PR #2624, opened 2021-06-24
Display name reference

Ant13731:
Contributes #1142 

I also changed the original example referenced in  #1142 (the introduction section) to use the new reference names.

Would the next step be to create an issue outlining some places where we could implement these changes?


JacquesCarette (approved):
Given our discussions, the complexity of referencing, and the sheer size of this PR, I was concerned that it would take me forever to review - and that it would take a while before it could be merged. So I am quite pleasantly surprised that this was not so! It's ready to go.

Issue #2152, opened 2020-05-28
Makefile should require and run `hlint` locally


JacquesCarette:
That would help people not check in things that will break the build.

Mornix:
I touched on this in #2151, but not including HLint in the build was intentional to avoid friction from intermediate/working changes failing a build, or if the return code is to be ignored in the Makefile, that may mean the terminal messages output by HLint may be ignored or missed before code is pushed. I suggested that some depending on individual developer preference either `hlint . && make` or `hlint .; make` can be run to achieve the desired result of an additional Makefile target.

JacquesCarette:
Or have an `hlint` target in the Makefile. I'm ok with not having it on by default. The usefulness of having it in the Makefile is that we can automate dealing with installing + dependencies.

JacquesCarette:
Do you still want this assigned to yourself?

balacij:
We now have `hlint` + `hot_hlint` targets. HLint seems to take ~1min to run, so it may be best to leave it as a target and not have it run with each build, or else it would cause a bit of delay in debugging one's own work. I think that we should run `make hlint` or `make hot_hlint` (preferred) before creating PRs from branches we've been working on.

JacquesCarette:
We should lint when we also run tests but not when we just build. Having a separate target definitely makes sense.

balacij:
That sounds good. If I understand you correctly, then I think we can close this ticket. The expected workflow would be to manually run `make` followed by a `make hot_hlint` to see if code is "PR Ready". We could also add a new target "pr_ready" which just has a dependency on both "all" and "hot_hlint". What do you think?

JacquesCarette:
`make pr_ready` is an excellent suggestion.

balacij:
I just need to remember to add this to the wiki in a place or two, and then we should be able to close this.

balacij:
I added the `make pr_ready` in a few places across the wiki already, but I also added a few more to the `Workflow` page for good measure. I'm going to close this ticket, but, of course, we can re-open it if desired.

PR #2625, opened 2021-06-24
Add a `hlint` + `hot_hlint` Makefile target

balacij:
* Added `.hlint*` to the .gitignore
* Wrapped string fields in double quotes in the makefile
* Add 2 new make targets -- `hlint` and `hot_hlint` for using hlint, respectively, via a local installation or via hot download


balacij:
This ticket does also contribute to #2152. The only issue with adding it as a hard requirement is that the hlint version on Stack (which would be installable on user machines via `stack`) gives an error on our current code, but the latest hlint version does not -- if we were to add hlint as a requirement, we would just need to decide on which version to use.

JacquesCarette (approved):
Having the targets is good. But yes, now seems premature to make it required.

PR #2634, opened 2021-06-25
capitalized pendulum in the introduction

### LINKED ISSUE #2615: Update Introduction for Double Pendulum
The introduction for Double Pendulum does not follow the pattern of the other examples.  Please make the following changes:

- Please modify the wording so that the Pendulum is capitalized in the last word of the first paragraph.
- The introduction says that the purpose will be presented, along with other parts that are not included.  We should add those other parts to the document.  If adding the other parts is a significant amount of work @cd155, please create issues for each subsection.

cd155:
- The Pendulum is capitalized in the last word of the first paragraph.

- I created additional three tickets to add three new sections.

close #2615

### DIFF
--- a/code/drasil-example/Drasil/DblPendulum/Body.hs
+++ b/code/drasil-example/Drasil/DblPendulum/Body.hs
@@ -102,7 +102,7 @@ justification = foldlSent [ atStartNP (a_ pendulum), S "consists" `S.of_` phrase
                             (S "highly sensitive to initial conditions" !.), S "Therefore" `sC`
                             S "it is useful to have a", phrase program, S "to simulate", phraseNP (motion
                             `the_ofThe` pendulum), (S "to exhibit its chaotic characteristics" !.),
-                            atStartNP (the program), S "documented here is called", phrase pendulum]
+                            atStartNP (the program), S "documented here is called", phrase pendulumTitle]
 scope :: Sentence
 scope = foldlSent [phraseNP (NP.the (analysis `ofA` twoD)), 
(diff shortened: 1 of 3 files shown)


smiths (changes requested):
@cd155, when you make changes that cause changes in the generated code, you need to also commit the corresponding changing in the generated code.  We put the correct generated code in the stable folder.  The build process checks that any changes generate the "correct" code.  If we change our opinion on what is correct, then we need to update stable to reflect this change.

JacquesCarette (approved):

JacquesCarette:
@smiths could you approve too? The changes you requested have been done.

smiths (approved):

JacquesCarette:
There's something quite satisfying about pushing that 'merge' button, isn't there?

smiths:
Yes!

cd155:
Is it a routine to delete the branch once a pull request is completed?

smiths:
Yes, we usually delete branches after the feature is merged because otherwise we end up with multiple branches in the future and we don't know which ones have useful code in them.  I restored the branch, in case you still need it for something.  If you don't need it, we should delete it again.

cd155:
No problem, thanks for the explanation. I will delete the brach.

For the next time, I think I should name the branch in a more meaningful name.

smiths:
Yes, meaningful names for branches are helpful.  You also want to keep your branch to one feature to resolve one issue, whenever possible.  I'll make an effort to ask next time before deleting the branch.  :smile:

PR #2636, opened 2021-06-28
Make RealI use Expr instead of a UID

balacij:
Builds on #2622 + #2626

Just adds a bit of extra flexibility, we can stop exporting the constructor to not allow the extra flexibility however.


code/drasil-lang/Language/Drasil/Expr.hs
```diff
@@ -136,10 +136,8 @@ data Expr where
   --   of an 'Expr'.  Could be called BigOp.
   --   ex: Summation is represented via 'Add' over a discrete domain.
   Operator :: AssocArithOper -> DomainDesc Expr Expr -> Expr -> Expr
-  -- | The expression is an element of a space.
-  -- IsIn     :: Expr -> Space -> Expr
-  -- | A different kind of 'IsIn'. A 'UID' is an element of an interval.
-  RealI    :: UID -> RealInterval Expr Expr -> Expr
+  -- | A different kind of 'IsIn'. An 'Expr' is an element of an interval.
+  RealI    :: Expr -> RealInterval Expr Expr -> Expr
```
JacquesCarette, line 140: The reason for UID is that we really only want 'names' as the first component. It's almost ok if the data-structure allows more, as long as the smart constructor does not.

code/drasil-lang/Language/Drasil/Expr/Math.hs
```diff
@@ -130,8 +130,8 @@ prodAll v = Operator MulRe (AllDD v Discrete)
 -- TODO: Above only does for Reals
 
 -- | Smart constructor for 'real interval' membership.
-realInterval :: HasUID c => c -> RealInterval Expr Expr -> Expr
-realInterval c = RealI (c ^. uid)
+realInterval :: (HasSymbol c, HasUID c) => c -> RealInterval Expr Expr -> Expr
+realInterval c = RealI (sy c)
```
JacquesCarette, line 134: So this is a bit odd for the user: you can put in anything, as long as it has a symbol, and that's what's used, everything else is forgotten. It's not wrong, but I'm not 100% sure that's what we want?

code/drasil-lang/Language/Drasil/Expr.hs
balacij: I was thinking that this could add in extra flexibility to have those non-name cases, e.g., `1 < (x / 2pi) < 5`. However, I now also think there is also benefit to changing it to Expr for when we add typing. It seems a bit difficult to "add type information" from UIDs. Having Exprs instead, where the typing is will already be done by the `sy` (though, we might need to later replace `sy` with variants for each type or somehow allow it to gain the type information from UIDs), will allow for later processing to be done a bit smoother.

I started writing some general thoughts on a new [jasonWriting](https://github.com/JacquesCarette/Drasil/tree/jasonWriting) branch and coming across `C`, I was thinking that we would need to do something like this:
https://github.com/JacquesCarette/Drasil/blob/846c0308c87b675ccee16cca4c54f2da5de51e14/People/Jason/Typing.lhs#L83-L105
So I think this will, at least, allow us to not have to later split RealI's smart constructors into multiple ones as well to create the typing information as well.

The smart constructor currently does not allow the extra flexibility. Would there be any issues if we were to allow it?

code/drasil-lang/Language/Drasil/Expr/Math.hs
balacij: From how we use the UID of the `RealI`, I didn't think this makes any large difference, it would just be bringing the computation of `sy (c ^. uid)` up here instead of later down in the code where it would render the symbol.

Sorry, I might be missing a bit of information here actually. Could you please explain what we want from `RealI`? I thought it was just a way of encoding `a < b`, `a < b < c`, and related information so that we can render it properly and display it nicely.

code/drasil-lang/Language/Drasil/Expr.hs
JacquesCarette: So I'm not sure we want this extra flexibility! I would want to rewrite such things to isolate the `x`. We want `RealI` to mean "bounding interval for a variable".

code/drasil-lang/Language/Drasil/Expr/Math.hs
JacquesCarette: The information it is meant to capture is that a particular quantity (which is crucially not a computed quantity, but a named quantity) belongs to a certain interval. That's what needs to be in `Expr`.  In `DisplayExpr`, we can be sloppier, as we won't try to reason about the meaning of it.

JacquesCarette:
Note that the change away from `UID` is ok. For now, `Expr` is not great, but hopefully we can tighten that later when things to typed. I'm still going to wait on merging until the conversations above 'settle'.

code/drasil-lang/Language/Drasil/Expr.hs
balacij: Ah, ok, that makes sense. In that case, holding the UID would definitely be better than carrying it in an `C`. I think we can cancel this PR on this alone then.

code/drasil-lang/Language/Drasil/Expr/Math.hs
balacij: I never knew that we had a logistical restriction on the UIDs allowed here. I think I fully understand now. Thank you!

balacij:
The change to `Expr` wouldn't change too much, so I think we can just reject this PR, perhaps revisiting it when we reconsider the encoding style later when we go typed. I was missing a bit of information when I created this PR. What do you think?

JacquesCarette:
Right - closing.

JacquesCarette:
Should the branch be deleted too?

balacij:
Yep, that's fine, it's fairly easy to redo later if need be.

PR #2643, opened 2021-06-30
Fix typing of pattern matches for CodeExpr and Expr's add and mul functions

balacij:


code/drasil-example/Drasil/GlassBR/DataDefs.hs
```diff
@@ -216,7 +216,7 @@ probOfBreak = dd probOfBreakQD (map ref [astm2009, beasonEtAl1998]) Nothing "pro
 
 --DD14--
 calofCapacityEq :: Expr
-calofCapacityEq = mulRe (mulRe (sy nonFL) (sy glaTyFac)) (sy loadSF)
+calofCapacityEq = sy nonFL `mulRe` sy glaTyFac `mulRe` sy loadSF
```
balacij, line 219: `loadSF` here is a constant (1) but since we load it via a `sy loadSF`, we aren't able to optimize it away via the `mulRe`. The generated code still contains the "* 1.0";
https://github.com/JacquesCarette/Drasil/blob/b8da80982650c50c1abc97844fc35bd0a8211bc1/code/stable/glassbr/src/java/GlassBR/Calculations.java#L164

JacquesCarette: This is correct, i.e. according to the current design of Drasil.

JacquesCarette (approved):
┄┄┄┄┄┄┄┄┄┄┄┄┄┄┄┄┄┄┄┄
◆ YOUR OBJECTIVE
Determine how many lines in the listing above hold the string "names", then write only the number.

◆ ANSWER TO THE PROBLEM
3